Each line of the listing that includes "easy" should be reported.

>>>>

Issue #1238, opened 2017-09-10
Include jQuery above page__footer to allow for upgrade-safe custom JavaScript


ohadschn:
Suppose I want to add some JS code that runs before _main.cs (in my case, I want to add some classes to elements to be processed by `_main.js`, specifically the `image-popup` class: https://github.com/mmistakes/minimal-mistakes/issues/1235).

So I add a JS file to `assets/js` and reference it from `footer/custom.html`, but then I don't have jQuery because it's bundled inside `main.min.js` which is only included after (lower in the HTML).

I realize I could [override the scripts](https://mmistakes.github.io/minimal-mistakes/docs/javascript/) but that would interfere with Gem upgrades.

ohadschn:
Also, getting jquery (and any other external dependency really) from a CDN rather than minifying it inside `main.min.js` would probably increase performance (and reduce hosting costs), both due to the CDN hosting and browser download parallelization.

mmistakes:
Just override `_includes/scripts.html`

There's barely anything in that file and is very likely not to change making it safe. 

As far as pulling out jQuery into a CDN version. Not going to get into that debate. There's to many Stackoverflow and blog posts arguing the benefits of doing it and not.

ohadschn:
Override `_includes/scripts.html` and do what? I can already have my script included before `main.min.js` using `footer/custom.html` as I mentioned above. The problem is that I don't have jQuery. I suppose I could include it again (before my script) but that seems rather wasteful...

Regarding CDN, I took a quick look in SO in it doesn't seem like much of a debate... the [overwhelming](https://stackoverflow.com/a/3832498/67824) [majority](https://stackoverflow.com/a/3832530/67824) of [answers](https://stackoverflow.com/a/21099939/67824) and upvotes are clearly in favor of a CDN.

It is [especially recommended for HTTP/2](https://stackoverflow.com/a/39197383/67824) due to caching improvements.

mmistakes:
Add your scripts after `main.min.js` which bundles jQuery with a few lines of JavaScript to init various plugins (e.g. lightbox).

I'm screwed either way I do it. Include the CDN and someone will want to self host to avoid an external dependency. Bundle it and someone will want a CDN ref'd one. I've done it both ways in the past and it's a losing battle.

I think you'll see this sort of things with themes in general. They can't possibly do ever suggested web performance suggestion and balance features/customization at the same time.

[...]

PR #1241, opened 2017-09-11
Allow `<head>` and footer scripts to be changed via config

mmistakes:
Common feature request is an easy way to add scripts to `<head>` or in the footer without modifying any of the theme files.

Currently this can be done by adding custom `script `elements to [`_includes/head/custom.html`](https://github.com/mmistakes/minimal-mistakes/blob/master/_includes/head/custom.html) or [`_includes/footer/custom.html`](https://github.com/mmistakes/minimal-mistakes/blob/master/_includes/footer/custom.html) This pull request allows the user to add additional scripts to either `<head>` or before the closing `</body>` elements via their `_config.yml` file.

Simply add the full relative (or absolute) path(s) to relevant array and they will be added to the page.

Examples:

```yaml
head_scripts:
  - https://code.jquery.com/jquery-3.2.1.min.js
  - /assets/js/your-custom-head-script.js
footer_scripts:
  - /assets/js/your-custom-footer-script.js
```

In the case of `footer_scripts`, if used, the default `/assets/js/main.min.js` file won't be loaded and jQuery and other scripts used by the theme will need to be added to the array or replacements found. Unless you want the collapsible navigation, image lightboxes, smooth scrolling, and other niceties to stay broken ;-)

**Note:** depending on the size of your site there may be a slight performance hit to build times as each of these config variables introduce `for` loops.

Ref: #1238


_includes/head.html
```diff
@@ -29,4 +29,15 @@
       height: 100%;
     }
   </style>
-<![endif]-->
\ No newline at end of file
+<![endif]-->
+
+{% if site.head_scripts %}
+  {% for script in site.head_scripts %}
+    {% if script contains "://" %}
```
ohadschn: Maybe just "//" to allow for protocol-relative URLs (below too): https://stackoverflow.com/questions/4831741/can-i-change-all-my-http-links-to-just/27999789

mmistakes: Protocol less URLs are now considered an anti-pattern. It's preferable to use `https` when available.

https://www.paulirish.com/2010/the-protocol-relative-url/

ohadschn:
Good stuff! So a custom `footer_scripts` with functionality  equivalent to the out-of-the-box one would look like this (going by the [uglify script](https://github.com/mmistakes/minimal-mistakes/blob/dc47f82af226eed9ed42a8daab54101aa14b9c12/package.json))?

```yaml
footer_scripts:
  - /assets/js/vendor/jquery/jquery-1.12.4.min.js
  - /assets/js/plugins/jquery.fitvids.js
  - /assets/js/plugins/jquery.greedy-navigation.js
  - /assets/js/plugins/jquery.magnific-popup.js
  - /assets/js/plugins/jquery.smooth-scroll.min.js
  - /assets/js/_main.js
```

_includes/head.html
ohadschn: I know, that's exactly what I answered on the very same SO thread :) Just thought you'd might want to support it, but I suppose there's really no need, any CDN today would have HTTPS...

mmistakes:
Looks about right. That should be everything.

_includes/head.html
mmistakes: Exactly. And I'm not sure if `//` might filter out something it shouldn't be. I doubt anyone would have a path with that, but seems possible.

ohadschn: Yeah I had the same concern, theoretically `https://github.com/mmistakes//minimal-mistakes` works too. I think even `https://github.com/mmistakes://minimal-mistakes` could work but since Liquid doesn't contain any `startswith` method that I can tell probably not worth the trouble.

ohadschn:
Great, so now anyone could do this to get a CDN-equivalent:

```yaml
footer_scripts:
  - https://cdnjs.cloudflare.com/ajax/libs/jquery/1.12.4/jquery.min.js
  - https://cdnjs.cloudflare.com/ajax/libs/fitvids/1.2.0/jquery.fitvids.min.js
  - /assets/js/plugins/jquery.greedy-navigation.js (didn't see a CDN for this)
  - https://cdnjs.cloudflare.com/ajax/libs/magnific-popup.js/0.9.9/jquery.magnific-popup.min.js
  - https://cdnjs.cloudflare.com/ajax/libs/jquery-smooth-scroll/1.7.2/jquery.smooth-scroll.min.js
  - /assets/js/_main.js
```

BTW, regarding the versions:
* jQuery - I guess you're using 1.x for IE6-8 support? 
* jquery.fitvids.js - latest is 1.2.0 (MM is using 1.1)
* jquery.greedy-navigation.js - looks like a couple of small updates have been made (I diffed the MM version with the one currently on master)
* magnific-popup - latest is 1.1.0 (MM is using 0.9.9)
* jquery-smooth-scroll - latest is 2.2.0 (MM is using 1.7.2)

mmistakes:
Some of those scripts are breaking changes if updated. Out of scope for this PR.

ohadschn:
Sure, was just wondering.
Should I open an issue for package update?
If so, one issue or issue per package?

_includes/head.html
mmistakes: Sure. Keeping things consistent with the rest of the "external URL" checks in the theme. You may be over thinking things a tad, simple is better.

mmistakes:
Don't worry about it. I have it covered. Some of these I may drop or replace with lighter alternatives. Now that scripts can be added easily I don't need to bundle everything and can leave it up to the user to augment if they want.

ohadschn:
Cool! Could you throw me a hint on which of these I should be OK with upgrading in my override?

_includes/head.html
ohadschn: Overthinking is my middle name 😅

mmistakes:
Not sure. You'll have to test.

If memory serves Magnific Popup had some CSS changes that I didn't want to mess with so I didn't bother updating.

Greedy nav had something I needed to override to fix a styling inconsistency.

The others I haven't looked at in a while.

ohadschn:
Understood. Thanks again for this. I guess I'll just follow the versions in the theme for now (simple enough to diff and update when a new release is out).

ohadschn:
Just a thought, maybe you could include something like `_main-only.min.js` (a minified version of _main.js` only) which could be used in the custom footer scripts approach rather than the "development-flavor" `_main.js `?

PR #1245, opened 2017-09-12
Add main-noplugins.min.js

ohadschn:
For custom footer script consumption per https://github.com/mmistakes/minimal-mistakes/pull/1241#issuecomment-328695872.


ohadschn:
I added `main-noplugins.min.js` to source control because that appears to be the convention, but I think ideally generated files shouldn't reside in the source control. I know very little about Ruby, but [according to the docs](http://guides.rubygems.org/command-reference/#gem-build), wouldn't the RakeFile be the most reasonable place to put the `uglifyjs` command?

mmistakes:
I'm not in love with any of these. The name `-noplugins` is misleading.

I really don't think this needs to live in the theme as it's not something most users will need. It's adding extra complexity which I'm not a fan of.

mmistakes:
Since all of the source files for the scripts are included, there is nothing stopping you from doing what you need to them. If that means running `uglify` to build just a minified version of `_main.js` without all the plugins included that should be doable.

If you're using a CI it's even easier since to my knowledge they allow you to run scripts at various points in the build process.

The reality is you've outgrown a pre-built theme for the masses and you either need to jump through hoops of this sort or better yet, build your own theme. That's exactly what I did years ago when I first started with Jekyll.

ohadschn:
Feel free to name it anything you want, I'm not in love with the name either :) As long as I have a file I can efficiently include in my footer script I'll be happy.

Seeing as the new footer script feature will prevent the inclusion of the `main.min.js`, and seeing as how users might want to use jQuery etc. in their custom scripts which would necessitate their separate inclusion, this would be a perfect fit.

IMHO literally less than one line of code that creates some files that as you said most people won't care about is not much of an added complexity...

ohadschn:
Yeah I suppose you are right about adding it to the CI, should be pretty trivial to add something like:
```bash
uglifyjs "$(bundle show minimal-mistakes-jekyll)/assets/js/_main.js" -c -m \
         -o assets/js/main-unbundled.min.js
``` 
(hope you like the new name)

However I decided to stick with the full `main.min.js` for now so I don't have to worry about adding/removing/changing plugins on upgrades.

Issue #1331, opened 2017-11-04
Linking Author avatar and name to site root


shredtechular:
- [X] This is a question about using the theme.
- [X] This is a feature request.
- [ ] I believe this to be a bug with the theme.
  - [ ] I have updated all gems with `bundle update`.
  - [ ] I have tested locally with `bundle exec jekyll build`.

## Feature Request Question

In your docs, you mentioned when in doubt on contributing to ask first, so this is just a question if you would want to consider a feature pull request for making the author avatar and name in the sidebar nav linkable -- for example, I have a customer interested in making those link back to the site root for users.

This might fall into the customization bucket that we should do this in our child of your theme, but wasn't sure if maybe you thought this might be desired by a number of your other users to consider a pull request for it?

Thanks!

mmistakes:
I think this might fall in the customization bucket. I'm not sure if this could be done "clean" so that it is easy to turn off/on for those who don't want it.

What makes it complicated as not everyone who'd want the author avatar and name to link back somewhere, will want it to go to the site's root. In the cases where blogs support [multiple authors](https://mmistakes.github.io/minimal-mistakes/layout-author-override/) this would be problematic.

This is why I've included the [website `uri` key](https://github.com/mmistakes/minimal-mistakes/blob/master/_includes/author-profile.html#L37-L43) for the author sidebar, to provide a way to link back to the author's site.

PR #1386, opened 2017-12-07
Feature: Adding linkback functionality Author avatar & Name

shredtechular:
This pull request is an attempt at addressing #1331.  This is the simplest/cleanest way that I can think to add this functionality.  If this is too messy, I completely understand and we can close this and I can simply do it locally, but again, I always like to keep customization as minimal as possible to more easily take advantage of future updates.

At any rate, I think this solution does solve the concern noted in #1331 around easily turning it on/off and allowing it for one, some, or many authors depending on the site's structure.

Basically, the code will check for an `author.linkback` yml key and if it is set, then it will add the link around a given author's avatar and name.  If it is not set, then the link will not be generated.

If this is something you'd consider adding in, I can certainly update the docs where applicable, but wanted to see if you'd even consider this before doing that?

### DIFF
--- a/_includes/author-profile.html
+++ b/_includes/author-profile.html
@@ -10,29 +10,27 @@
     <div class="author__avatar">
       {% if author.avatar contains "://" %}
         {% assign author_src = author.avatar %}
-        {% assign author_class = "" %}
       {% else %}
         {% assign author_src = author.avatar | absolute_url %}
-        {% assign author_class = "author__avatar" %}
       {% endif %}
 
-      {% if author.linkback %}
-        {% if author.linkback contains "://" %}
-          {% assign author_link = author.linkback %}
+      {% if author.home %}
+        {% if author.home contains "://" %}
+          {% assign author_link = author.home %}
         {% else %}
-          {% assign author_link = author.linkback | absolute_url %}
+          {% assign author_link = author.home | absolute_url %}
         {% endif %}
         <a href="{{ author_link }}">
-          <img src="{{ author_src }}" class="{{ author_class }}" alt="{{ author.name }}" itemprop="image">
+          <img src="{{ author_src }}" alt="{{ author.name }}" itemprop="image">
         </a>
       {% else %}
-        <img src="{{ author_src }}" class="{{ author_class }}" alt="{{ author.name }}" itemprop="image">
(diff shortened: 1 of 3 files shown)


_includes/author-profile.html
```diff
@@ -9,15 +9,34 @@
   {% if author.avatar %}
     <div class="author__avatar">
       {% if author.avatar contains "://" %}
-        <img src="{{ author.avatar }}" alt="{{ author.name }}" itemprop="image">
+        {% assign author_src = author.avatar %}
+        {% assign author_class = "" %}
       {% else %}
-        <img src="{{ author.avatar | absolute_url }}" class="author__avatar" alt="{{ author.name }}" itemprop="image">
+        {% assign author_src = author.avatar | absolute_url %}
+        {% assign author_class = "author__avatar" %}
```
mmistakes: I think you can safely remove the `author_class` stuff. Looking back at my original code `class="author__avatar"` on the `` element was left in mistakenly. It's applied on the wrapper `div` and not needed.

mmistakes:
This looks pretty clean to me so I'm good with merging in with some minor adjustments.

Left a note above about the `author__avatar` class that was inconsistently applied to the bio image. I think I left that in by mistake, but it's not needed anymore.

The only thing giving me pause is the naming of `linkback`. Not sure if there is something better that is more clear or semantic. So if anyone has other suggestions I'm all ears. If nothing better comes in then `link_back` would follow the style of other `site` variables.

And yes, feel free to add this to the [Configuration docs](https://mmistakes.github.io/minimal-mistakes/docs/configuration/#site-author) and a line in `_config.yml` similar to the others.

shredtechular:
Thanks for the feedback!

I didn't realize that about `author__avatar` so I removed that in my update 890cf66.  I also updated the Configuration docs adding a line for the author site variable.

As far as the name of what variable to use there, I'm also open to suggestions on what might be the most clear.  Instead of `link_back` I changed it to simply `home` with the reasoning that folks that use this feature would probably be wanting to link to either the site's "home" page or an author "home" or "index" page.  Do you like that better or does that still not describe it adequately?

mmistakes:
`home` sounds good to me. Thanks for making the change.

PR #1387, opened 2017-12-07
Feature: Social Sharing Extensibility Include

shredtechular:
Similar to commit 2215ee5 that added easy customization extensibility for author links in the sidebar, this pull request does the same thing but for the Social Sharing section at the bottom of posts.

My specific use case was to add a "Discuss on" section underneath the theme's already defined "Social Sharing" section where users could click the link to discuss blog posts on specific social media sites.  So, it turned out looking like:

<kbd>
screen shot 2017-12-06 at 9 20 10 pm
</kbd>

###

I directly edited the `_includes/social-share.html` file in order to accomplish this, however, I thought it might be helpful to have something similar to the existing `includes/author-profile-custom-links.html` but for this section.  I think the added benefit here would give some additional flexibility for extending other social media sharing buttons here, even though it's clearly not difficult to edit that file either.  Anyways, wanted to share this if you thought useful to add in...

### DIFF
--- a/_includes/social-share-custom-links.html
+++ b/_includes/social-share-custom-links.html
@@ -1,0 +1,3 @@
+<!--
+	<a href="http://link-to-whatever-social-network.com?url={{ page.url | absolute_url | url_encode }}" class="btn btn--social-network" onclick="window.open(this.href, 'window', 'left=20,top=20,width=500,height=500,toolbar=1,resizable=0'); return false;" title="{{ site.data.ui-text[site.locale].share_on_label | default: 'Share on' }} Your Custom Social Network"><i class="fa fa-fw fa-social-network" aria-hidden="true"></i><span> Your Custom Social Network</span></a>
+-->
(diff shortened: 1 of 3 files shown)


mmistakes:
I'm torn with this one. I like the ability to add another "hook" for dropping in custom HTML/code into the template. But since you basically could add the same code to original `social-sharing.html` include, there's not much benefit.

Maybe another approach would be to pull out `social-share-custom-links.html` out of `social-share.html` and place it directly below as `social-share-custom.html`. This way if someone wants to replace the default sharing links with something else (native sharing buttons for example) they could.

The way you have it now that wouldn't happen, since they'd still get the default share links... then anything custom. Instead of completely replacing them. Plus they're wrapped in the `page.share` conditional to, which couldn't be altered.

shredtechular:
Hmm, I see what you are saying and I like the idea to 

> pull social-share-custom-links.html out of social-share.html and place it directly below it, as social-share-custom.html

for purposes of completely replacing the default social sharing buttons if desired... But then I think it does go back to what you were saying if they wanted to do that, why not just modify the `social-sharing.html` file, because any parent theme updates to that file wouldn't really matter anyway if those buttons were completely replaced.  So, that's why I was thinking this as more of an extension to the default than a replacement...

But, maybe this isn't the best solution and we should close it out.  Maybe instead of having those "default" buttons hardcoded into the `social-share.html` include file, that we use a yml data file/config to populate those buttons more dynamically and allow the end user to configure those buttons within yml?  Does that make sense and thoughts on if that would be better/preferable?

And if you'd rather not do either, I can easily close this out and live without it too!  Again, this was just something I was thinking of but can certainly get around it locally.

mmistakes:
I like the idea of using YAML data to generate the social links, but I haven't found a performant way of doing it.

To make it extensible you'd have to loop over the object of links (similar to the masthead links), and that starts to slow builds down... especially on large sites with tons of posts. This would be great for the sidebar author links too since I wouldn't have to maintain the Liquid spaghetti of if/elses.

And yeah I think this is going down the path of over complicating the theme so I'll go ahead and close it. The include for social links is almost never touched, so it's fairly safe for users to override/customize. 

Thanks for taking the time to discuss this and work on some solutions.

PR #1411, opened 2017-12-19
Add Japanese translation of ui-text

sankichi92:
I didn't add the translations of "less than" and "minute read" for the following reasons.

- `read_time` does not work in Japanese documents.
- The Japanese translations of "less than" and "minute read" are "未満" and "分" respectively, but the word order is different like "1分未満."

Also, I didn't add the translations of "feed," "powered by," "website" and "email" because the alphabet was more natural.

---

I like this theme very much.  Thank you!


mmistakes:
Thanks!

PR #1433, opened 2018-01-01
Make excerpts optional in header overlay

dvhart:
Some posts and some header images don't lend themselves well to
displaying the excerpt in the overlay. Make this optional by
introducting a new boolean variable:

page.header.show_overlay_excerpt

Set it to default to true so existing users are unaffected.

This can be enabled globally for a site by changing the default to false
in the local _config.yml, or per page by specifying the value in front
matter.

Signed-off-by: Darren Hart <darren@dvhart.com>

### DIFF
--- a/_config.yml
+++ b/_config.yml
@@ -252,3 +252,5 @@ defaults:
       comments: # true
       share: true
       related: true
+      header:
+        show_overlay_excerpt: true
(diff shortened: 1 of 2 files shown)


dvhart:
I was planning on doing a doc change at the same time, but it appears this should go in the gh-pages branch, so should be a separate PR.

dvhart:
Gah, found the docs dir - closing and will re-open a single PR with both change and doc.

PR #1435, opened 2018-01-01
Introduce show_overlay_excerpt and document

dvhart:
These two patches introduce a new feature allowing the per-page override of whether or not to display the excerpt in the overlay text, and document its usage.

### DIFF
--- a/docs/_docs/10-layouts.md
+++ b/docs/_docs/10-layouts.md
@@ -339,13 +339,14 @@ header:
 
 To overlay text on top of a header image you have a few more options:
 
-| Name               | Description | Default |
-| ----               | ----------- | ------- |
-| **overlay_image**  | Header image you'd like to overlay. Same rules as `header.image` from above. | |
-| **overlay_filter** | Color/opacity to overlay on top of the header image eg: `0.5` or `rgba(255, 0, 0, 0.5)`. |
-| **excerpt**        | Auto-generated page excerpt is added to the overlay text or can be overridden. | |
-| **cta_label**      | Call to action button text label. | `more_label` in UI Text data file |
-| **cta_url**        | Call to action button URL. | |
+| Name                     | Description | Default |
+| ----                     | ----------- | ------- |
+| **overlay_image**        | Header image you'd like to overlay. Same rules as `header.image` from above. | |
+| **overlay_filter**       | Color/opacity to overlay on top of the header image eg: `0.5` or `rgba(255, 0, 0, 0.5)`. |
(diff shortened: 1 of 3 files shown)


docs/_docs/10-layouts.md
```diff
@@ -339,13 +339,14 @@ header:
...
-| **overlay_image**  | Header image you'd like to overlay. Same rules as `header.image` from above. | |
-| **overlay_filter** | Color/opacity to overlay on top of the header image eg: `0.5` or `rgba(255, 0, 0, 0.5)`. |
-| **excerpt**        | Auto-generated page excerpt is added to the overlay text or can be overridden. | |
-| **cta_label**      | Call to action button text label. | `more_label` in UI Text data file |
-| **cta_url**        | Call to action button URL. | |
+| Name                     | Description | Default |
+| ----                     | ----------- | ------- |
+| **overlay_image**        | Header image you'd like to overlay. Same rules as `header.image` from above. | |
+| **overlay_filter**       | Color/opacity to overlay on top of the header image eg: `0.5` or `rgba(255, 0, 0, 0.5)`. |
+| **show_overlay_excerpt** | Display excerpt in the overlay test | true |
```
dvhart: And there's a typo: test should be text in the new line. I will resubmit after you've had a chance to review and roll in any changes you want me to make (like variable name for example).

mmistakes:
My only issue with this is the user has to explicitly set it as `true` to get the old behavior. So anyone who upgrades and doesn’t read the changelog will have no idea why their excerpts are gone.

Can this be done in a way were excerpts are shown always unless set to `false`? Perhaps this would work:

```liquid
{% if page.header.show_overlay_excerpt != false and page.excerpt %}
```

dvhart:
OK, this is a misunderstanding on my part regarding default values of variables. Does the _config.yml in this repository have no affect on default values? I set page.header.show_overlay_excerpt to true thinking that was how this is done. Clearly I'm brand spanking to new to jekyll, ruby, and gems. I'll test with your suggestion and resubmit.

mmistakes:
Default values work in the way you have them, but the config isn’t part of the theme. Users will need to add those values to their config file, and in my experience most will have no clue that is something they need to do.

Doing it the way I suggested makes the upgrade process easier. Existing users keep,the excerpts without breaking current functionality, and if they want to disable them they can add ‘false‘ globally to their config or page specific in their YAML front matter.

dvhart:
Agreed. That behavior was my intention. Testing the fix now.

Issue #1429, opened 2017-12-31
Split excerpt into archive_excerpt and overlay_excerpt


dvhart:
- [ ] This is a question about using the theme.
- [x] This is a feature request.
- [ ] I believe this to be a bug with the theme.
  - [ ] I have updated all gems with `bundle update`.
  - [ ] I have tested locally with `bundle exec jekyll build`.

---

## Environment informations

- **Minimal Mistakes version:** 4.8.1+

<<<<

**SOLUTION TO THE EXERCISE**
Common feature request is an easy way to add scripts to `<head>` or in the footer without modifying any of the theme files.
I think this might fall in the customization bucket. I'm not sure if this could be done "clean" so that it is easy to turn off/on for those who don't want it.
Similar to commit 2215ee5 that added easy customization extensibility for author links in the sidebar, this pull request does the same thing but for the Social Sharing section at the bottom of posts.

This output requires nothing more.